-- Extracted records follows --
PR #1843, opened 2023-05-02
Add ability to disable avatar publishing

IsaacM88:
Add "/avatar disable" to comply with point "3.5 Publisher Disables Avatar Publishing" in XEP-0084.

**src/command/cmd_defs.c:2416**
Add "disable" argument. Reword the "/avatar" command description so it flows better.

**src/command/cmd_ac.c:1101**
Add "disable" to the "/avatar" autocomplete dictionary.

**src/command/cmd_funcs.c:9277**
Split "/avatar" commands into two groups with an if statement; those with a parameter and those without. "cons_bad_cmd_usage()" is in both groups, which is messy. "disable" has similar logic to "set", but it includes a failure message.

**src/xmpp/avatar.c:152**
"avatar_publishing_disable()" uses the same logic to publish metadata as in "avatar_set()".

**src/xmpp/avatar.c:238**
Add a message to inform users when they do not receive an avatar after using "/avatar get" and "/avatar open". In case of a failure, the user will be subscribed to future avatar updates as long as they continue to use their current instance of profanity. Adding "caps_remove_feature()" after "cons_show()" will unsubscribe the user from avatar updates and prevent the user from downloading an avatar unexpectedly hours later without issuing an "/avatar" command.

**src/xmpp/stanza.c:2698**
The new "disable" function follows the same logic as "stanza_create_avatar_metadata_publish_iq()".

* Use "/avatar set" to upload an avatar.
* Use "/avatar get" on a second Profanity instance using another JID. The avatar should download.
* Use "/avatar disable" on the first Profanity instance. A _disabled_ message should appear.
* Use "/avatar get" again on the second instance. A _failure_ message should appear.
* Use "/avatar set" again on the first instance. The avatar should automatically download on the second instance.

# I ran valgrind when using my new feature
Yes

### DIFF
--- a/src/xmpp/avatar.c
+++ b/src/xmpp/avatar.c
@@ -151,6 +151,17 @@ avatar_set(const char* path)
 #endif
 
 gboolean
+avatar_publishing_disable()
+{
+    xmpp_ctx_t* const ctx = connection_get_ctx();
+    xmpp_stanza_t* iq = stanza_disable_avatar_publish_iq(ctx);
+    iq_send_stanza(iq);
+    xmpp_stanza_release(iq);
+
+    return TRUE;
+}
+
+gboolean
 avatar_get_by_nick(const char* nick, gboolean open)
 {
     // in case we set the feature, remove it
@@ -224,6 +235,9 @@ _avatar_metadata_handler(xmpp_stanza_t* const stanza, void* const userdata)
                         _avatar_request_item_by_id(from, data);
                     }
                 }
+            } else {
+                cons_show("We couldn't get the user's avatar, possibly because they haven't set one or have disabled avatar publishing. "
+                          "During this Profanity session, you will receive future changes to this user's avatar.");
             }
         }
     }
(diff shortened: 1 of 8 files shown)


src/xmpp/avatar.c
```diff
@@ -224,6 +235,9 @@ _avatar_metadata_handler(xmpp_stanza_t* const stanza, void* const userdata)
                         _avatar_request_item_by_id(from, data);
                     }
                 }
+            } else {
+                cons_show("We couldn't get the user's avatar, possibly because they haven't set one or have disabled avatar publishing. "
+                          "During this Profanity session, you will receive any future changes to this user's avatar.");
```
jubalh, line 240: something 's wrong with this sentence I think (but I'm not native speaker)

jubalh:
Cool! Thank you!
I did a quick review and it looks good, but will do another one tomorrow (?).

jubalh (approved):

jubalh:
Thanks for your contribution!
-- Extracted records concluded --
-- Extracted records follows --
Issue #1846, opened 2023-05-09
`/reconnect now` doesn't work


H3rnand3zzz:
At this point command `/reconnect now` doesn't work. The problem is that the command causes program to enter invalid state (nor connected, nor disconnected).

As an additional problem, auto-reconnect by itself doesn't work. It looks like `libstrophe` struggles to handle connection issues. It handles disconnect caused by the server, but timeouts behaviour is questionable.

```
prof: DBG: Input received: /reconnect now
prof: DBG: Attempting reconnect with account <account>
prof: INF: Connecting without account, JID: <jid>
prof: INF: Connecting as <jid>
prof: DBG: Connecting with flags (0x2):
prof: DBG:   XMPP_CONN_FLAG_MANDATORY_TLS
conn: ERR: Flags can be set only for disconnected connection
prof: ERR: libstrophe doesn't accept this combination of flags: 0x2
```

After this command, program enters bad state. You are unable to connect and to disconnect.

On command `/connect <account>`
-- Extracted records concluded --
» Exercise objective
Considering the records above, count the lines where the string "reconnect" occurs and return that number alone.

» Output of the task
5